▸ WHAT THE TASK ASKS: Retype the entries below word for word, leaving none out.
::: RECORD EXCERPTS :::
Issue #11903, opened 2025-01-09
SDL_SaveBMP makes .bmp files Apple Preview can't handle.


icculus:
The example code I wrote for #11776 calls SDL_SaveBMP(), but macOS doesn't like the resulting file when you double-click it in the Finder:

<img width="262" alt="Screenshot 2025-01-09 at 3 01 05 PM" src="https://github.com/user-attachments/assets/4f212fe2-498a-4a56-83c6-f90eebd28b3a" />

GIMP on macOS opened it just fine.

Here's the actual file (zipped to make GitHub happy)...

[framebuffer-bmp.zip](https://github.com/user-attachments/files/18366810/framebuffer-bmp.zip)

I thought it was the pixel format (RGBA8888), but if I export the file from GIMP like this...

<img width="296" alt="image" src="https://github.com/user-attachments/assets/1564ad8b-f890-4888-8057-b7e9f112d32e" />

...then macOS opens it just fine.

Notable output from the `file` command on the bmp that Preview doesn't like...

```
$ file render-target.bmp
render-target.bmp: PC bitmap, Windows 95/NT4 and newer format, 640 x 480 x 32, cbSize 1228922, bits offset 122
```

...vs the converted GIMP file...

```
$ file render-target.bmp
render-target.bmp: PC bitmap, Windows 98/2000 and newer format, 640 x 480 x 32, cbSize 1228938, bits offset 138
```

This works with SDL_SaveBMP if I convert the file to SDL_PIXELFORMAT_RGB565 first, so it's not just SDL_SaveBMP is totally busted across the board...

```c
SDL_Surface *cvt = SDL_ConvertSurface(surface, SDL_PIXELFORMAT_RGB565);
SDL_SaveBMP(cvt, fname);
```

The `file` info for that...

```
$ file render-target.bmp
render-target.bmp: PC bitmap, Windows 3.x format, 640 x 480 x 24, image size 921600, cbSize 921654, bits offset 54
```

icculus:
Won't open RGBA8888, BGRA8888, ARGB8888, nor ABGR8888 either.

superzazu:
Hello!

Not sure if this is the same problem, but I’ve had a similar problem and the only workaround I found was:

`SDL_SetHint(SDL_HINT_BMP_SAVE_LEGACY_FORMAT, "1");`

https://github.com/superzazu/SMGF/blob/bbcf27170f990edc0416583ff65a8c4e0b80a024/src/main.c#L248

[...]

PR #12154, opened 2025-02-01
SDL_SaveBMP_IO: Write bitmap header v5 values

brokenparts:
## Description

Hi. The Preview app on macOS doesn't seem to like RGBA32 bitmaps that are missing bitmap header v5 values. I tested the changes on Windows, macOS, and Linux (ffplay) and have not found any regressions.

## Existing Issue(s)

#11903

### DIFF
--- a/src/video/SDL_bmp.c
+++ b/src/video/SDL_bmp.c
@@ -46,9 +46,21 @@
 #endif
 
 // Logical color space values for BMP files
+// https://learn.microsoft.com/en-us/openspecs/windows_protocols/ms-wmf/eb4bbd50-b3ce-4917-895c-be31f214797f
 #ifndef LCS_WINDOWS_COLOR_SPACE
 // 0x57696E20 == "Win "
 #define LCS_WINDOWS_COLOR_SPACE 0x57696E20
+#endif
+
+#ifndef LCS_sRGB
+// 0x73524742 == "sRGB"
+#define LCS_sRGB 0x73524742
+#endif
+
+// Logical/physical color relationship
+// https://learn.microsoft.com/en-us/openspecs/windows_protocols/ms-wmf/9fec0834-607d-427d-abd5-ab240fb0db38
+#ifndef LCS_GM_GRAPHICS
+#define LCS_GM_GRAPHICS 0x00000002
 #endif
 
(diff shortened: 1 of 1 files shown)


src/video/SDL_bmp.c
```diff
@@ -728,19 +746,25 @@ bool SDL_SaveBMP_IO(SDL_Surface *surface, SDL_IOStream *dst, bool closeio)
...
+            // Version 4 values
+            biSize = 124;
             biCompression = BI_BITFIELDS;
             // The BMP format is always little endian, these masks stay the same
             bV4RedMask = 0x00ff0000;
             bV4GreenMask = 0x0000ff00;
             bV4BlueMask = 0x000000ff;
             bV4AlphaMask = 0xff000000;
-            bV4CSType = LCS_WINDOWS_COLOR_SPACE;
+            bV4CSType = LCS_sRGB;
```
brokenparts, line 759: This was required to get macOS to display the bitmap.

src/video/SDL_bmp.c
:::
▸ EXERCISE SOLUTION:
Issue #11903, opened 2025-01-09
SDL_SaveBMP makes .bmp files Apple Preview can't handle.


icculus:
The example code I wrote for #11776 calls SDL_SaveBMP(), but macOS doesn't like the resulting file when you double-click it in the Finder:

<img width="262" alt="Screenshot 2025-01-09 at 3 01 05 PM" src="https://github.com/user-attachments/assets/4f212fe2-498a-4a56-83c6-f90eebd28b3a" />

GIMP on macOS opened it just fine.

Here's the actual file (zipped to make GitHub happy)...

[framebuffer-bmp.zip](https://github.com/user-attachments/files/18366810/framebuffer-bmp.zip)

I thought it was the pixel format (RGBA8888), but if I export the file from GIMP like this...

<img width="296" alt="image" src="https://github.com/user-attachments/assets/1564ad8b-f890-4888-8057-b7e9f112d32e" />

...then macOS opens it just fine.

Notable output from the `file` command on the bmp that Preview doesn't like...

```
$ file render-target.bmp
render-target.bmp: PC bitmap, Windows 95/NT4 and newer format, 640 x 480 x 32, cbSize 1228922, bits offset 122
```

...vs the converted GIMP file...

```
$ file render-target.bmp
render-target.bmp: PC bitmap, Windows 98/2000 and newer format, 640 x 480 x 32, cbSize 1228938, bits offset 138
```

This works with SDL_SaveBMP if I convert the file to SDL_PIXELFORMAT_RGB565 first, so it's not just SDL_SaveBMP is totally busted across the board...

```c
SDL_Surface *cvt = SDL_ConvertSurface(surface, SDL_PIXELFORMAT_RGB565);
SDL_SaveBMP(cvt, fname);
```

The `file` info for that...

```
$ file render-target.bmp
render-target.bmp: PC bitmap, Windows 3.x format, 640 x 480 x 24, image size 921600, cbSize 921654, bits offset 54
```

icculus:
Won't open RGBA8888, BGRA8888, ARGB8888, nor ABGR8888 either.

superzazu:
Hello!

Not sure if this is the same problem, but I’ve had a similar problem and the only workaround I found was:

`SDL_SetHint(SDL_HINT_BMP_SAVE_LEGACY_FORMAT, "1");`

https://github.com/superzazu/SMGF/blob/bbcf27170f990edc0416583ff65a8c4e0b80a024/src/main.c#L248

[...]

PR #12154, opened 2025-02-01
SDL_SaveBMP_IO: Write bitmap header v5 values

brokenparts:
## Description

Hi. The Preview app on macOS doesn't seem to like RGBA32 bitmaps that are missing bitmap header v5 values. I tested the changes on Windows, macOS, and Linux (ffplay) and have not found any regressions.

## Existing Issue(s)

#11903

### DIFF
--- a/src/video/SDL_bmp.c
+++ b/src/video/SDL_bmp.c
@@ -46,9 +46,21 @@
 #endif
 
 // Logical color space values for BMP files
+// https://learn.microsoft.com/en-us/openspecs/windows_protocols/ms-wmf/eb4bbd50-b3ce-4917-895c-be31f214797f
 #ifndef LCS_WINDOWS_COLOR_SPACE
 // 0x57696E20 == "Win "
 #define LCS_WINDOWS_COLOR_SPACE 0x57696E20
+#endif
+
+#ifndef LCS_sRGB
+// 0x73524742 == "sRGB"
+#define LCS_sRGB 0x73524742
+#endif
+
+// Logical/physical color relationship
+// https://learn.microsoft.com/en-us/openspecs/windows_protocols/ms-wmf/9fec0834-607d-427d-abd5-ab240fb0db38
+#ifndef LCS_GM_GRAPHICS
+#define LCS_GM_GRAPHICS 0x00000002
 #endif
 
(diff shortened: 1 of 1 files shown)


src/video/SDL_bmp.c
```diff
@@ -728,19 +746,25 @@ bool SDL_SaveBMP_IO(SDL_Surface *surface, SDL_IOStream *dst, bool closeio)
...
+            // Version 4 values
+            biSize = 124;
             biCompression = BI_BITFIELDS;
             // The BMP format is always little endian, these masks stay the same
             bV4RedMask = 0x00ff0000;
             bV4GreenMask = 0x0000ff00;
             bV4BlueMask = 0x000000ff;
             bV4AlphaMask = 0xff000000;
-            bV4CSType = LCS_WINDOWS_COLOR_SPACE;
+            bV4CSType = LCS_sRGB;
```
brokenparts, line 759: This was required to get macOS to display the bitmap.

src/video/SDL_bmp.c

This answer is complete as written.